Depends on your setup.
If you're talking about the SAME PC either running LINUX Host & VMWARE XP guest versus Vista Host, naturally you'd be limited in
the performance / speed / capability of things like 3D GPU hardware accelerated graphics, video games, HDTV / HD-video playback, et. al.
when using the VM since the VM doesn't support DirectX well and doesn't support your GPU fully. You'r probably also have DRM related
problems for certain media functions in the VM.

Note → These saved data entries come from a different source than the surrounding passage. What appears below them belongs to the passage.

PR #5513, opened 2022-04-21
CBG-2036: Validate OIDC issuer is reachable when validating config

markspolakovs:
CBG-2036

To ensure that the OIDC provider is reachable, we want to validate it when we're updating the database config. Note that we only do this when creating/updating a database, _not_ at startup (even with legacy config) - this is to ensure that SGW doesn't fail to start.

Users can opt out of this by passing `?disable_oidc_validation=true` in the PUT request.

- [x] `xattrs=true` https://jenkins.sgwdev.com/job/SyncGateway-Integration/205/


rest/config.go
```diff
@@ -696,6 +696,15 @@ func (dbConfig *DbConfig) validateVersion(isEnterpriseEdition bool) error {
 		}
 	}
 
+	if validateOIDCConfig && dbConfig.OIDCConfig != nil {
+		for name, provider := range dbConfig.OIDCConfig.Providers {
+			_, _, err := provider.DiscoverConfig(context.TODO())
+			if err != nil {
+				multiError = multiError.Append(fmt.Errorf("failed to validate OIDC configuration for %s: %w", name, err))
```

Similarly applications that are multi-threaded and CPU bound would run less well in a VM than native if the native application had
support for using 4 or more CPU cores and things like SSE2, SSE3, et. al. since the VM generally doesn't offer 4-way (or maybe even 2-way
depending on the VM) SMP support for the guest, and it may not offer good SSE support either.

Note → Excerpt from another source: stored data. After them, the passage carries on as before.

PR #5514, opened 2022-04-22
CBG-1980: Fixed incorrect attachment stats being reported

IsaacLambat:
CBG-1980

- All attachment compaction phases wait for the DCP client doneChannel to close before returning out the function causing a correct count to be returned that will not increment after the function has exited
- The DCP doneChannel is only closed after all the DCP workers have terminated
- Unit test to repro incorrect stats

- [x] `xattrs=true` https://jenkins.sgwdev.com/job/SyncGateway-Integration/207/

### DIFF
--- a/base/dcp_client_worker.go
+++ b/base/dcp_client_worker.go
@@ -85,8 +85,8 @@ func (w *DCPWorker) Send(event streamEvent) {
 }
 
 func (w *DCPWorker) Start(wg *sync.WaitGroup) {
+	wg.Add(1)
 	go func() {
-		wg.Add(1)
 		defer wg.Done()
 		for {
 			select {
--- a/base/dcp_client_worker.go
+++ b/base/dcp_client_worker.go
@@ -3,6 +3,7 @@ package base
 import (
 	"bytes"
 	"context"
+	"sync"
 	"time"
 
 	sgbucket "github.com/couchbase/sg-bucket"
@@ -83,9 +84,10 @@ func (w *DCPWorker) Send(event streamEvent) {
 	}
 }
 
-func (w *DCPWorker) Start() {
-
+func (w *DCPWorker) Start(wg *sync.WaitGroup) {
 	go func() {
+		wg.Add(1)
+		defer wg.Done()
 		for {
 			select {
 			case event := <-w.eventFeed:
--- a/db/attachment_compaction_test.go
+++ b/db/attachment_compaction_test.go
@@ -813,7 +813,7 @@ func TestAttachmentCompactIncorrectStat(t *testing.T) {
 
 	testDb := setupTestDB(t)
 	defer testDb.Close()
-	// Create the docs that will be marked and swept
+	// Create the docs that will be marked and not swept
 	body := map[string]interface{}{"foo": "bar"}
 	for i := 0; i < docsToCreate; i++ {
 		key := fmt.Sprintf("%s_%d", t.Name(), i)
@@ -821,7 +821,7 @@ func TestAttachmentCompactIncorrectStat(t *testing.T) {
 		assert.NoError(t, err)
 	}
 
-	attKeys := make([]string, 0, 11)
+	attKeys := make([]string, 0, docsToCreate)
 	for i := 0; i < docsToCreate; i++ {
 		docID := fmt.Sprintf("testDoc-%d", i)
 		attKey := fmt.Sprintf("att-%d", i)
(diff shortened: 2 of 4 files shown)


base/dcp_client_worker.go
```diff
@@ -83,9 +84,10 @@ func (w *DCPWorker) Send(event streamEvent) {
 	}
 }
 
-func (w *DCPWorker) Start() {
-
+func (w *DCPWorker) Start(wg *sync.WaitGroup) {
 	go func() {
+		wg.Add(1)
```
bbrks: It's not safe to call Add inside the goroutine decrementing it because `wg.Wait()` might hit the case where the WaitGroup is 0 before these goroutines have started.

From the Go docs:
> Note that calls with a positive delta that occur when the counter is zero must happen before a Wait. Calls with a negative delta, or calls with a positive delta that start when the counter is greater than zero, may happen at any time. Typically this means the calls to Add should execute before the statement creating the goroutine or other event to be waited for.

db/attachment_compaction_test.go
```diff
@@ -802,3 +802,84 @@ func createDocWithInBodyAttachment(t *testing.T, docID string, docBody []byte, a
...
+	for i := 0; i < docsToCreate; i++ {
+		docID := fmt.Sprintf("testDoc-%d", i)
+		attKey := fmt.Sprintf("att-%d", i)
+		attBody := map[string]interface{}{"value": strconv.Itoa(i)}
+		attJSONBody, err := base.JSONMarshal(attBody)
+		assert.NoError(t, err)
+		attKeys = append(attKeys, CreateLegacyAttachmentDoc(t, testDb, docID, []byte("{}"), attKey, attJSONBody))
+	}
+
+	defer base.SetUpTestLogging(base.LevelInfo, base.KeyAll)()
```
bbrks: Uptake SetUpTestLogging changes from `master`

bbrks (dismissed):
Haven't done a proper review (I'll leave that to @JRascagneres who is more familiar with this/the task manager code) but wanted to note the wg usage:

db/attachment_compaction_test.go
```diff
@@ -802,3 +802,84 @@ func createDocWithInBodyAttachment(t *testing.T, docID string, docBody []byte, a
...
+	defer testDb.Close()
+	// Create the docs that will be marked and swept
+	body := map[string]interface{}{"foo": "bar"}
+	for i := 0; i < docsToCreate; i++ {
+		key := fmt.Sprintf("%s_%d", t.Name(), i)
+		_, _, err := testDb.Put(key, body)
+		assert.NoError(t, err)
+	}
+
+	attKeys := make([]string, 0, 11)
```
JRascagneres:
```suggestion
	attKeys := make([]string, 0, docsToCreate)
```

db/attachment_compaction_test.go
```diff
@@ -802,3 +802,84 @@ func createDocWithInBodyAttachment(t *testing.T, docID string, docBody []byte, a
...
+		}
+		return false, nil, nil
+	}
+
+	err, _ = base.RetryLoop("wait for marking to start", retryFunc, base.CreateSleeperFunc(1000, 1))
+	require.NoError(t, err)
+
+	terminator.Close() // Terminate mark function
+	// Allow time for timing issue to be hit where stat increments when it shouldn't
+	time.Sleep(time.Second * 1)
```
JRascagneres, line 866: Keep the sleep here for the test (unfortunately can't think of a better way)
but we should wait for the mark phase to return here.

db/attachment_compaction_test.go
```diff
@@ -802,3 +802,84 @@ func createDocWithInBodyAttachment(t *testing.T, docID string, docBody []byte, a
...
+
+	// Start sweeping with different compact ID so all documents get sweeped
+	stat = &base.AtomicInt{}
+	terminator = base.NewSafeTerminator()
+	go func() {
+		count, err = attachmentCompactSweepPhase(testDb, "sweep", nil, false, terminator, stat)
+		require.NoError(t, err)
+	}()
+
+	err, _ = base.RetryLoop("wait for marking to start", retryFunc, base.CreateSleeperFunc(1000, 1))
```
JRascagneres: change to sweep

JRascagneres (changes requested):
Couple test changes but mostly fine

JRascagneres (approved):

Similarly if the application uses lots of physical memory, as in more than 2-6 GB it might run less well in the VM due to the reduced available
memory available after sharing the system RAM with the host OS and hypervisor.
If you look at raw file I/O peformance, and general purpose compute capability, though, running XP in a VM is often faster than running
it on native hardware. It certainly installs, reboots, boots a lot faster in a VM than native, probably faster than a native Vista in many
hardware configurations.
If your needs can be met by XP under VirtualBox with a LINUX host, given the I/O device virtualization limits, CPU SMP virtualization limits,
GPU limits, et. al. then I'd say that's probably going to be faster and more convenient than just running VISTA native assuming you have
some benefits besides just cost of running LINUX in the picture.
If you're encoding video, doing media center stuff, playing HD-DVDs or HD-Video, playing video games, doing CAD or graphic arts at high
resolution, et. al. just run a native version of Vista 64 or whatever.